A visit to Ocer Campion Jesuit School in Gulu, Uganda,further confirmed the importance of our work in Eastern Africa. This boarding school was started by the Jesuits, with the assistance of Frs. Jim Strzok, SJ, and Tony Wach, SJ, who both hail from the Midwest. After suffering from years of violent civil war and atrocities, Uganda is slowly recovering and rebuilding. The word ocer from the local language means “it is/he is risen.” And indeed, the school brings new life and hope to the children and their families every day.

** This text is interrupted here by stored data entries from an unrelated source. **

PR #190, opened 2019-09-17
Fix TLS test

graebm:
Fix an occasional use-after-free crash in this test.
Also rename this test and add a bunch of comments because it took me a while to try and figure out what exactly it was testing.

Also remove return code from `aws_server_bootstrap_destroy_socket_listener()` because destructors cannot throw


graebm:
Race was between main thread and 2 event-loop threads, 1 for client 1 for server:
- CLIENT THREAD: async call to server_destroy()
- CLIENT THREAD: sync call to socket_close() ....
- SERVER THREAD: ok done
- MAIN THREAD: ok server done, clean up client socket now
- CLIENT THREAD: ... socket_close() still running, but is now in use-after-free town

Fix is to wait for client socket to finish closing before issuing async server_shutdown() call

PR #193, opened 2019-10-02
Fix for 0-valued error code when socket closed remotely

bretambrose:
Make sure a final read on an s2n-enabled connection whose socket has been closed remotely generates a socket closed error code.


JonathanHenson:
A channel shutting down gracefully is not an error. An alert that is not an error code suggests graceful shutdown. This the current behavior is correct. If this manifests with a bad user experience for Mqtt clients, we should ask the iot team to provide proper alert codes.

PR #198, opened 2019-10-28
Wait for alert to send before continuing shutdown.

JonathanHenson:
Make sure the outgoing TLS alert actually gets sent before letting the channel go away.

This isn't necessary on non-windows platforms, since we own the flushing logic on the underlying socket.

### DIFF
--- a/source/windows/secure_channel_tls_handler.c
+++ b/source/windows/secure_channel_tls_handler.c
@@ -1393,6 +1393,27 @@ static size_t s_initial_window_size(struct aws_channel_handler *handler) {
     return EST_HANDSHAKE_SIZE;
 }
 
+struct alert_data {
+    struct aws_allocator *allocator;
+    struct aws_channel_slot *slot;
+    int shutdown_error;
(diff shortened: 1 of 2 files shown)


source/windows/secure_channel_tls_handler.c
```diff
@@ -1465,12 +1486,31 @@ static int s_handler_shutdown(
...
+                alert_data->slot = slot;
+                alert_data->shutdown_error = error_code;
+                alert_data->shutdown_immediately = abort_immediately;
+
+                outgoing_message->on_completion = s_on_alert_sent;
+                outgoing_message->user_data = alert_data;
+
+                memcpy(outgoing_message->message_data.buffer, output_buffer.pvBuffer, output_buffer.cbBuffer);                
+                
+                /* we don't really care if this succeeds or not, it's just sending the TLS alert. */
```
justinboswell: Comment says we don't care, but we are definitely changing the return value, so, maybe we do?

justinboswell (approved):
Question and Ship

PR #200, opened 2019-10-29
fix epoll data race

graebm:
@nchong-at-aws found this. Thanks Nathan!

If the user subscribes from a different thread, it was possible for the event-loop-thread to process an event before `handle->additional_data` was set.

This bug is not present in the kqueue or IOCP event-loops:
- kqueue uses a task to always do the actual subscription on the event-loop-thread.
- IOCP doesn't make use of `handle->additional_data`


source/linux/epoll_event_loop.c
```diff
@@ -407,11 +407,10 @@ static int s_subscribe_to_io_events(
         AWS_LOGF_ERROR(
             AWS_LS_IO_EVENT_LOOP, "id=%p: failed to subscribe to events on fd %d", (void *)event_loop, handle->data.fd);
         aws_mem_release(event_loop->alloc, epoll_event_data);
+        handle->additional_data = NULL;
```
ColdenCullen: I would be EVER-SO-SLIGHTLY more comfortable if you move this above the mem release here, just because there's now an ever-so-slight chance that another thread or could see `handle->additional_data` point at freed memory.

graebm: ok

PR #201, opened 2019-11-11
fix epoll stop data race

nchong-at-aws:
A stop call (aws_event_loop_stop) on an epoll event loop updates the same stop
task regardless of whether the stop task is currently scheduled. This can lead
to null pointer dereferences.

This bug is not present in the kqueue or IOCP event-loops, which use a
mutex-protected status flag.


source/linux/epoll_event_loop.c
```diff
@@ -286,11 +288,19 @@ static void s_stop_task(struct aws_task *task, void *args, enum aws_task_status
          */
         epoll_loop->should_continue = false;
     }
+    aws_atomic_store_ptr(&epoll_loop->stop_task_ptr, NULL);
```
graebm: Should we reset the atomic BEFORE setting `epoll_loop->should_continue`?
At this point the task is out of the scheduler and it's safe for someone else to get it re-scheduled via a call to stop()

justinboswell: :+1:

PR #210, opened 2019-12-01
get event loop for aws_channel

bretambrose:
Adds get accessor to go from channel (hidden impl) to the owning event loop.  Needed in order to cancel tasks from a channel handler.

### DIFF
--- a/include/aws/io/channel.h
+++ b/include/aws/io/channel.h
@@ -204,6 +204,12 @@ AWS_IO_API
 struct aws_channel_slot *aws_channel_slot_new(struct aws_channel *channel);
 
 /**
+ * Fetches the event loop the channel is a part of.
+ */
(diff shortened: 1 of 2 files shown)


JonathanHenson:
There’s already a channel cancel task api. Is this because the reconnect task is not on the channel? If so why not just grab an event loop off of the eventloop group directly?

JonathanHenson:
Yeah I’m now confused why you need this at all. You already have the event loop group

bretambrose:
> 
> 
> There’s already a channel cancel task api. Is this because the reconnect task is not on the channel? If so why not just grab an event loop off of the eventloop group directly?

I did not see cancel task channel/handler/slot api.

bretambrose:
Closing and renaming to match downstream branch name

The fraternal relationship between the Jesuits in the Midwest and Jesuits in Eastern Africa, as well as the philanthropic support of our Jesuit Partners, has enabled remarkable achievement with limited resources. We all share a love of Jesus Christ, and a passion for His people, serving the mission of the Society of Jesus through education and evangelization. Returning home, it is clear that violence, war, hatred, and prejudice can be addressed and healed when people work together in solidarity and friendship.
Thank you, dear friends, for your prayers and assistance in these and all our ministries.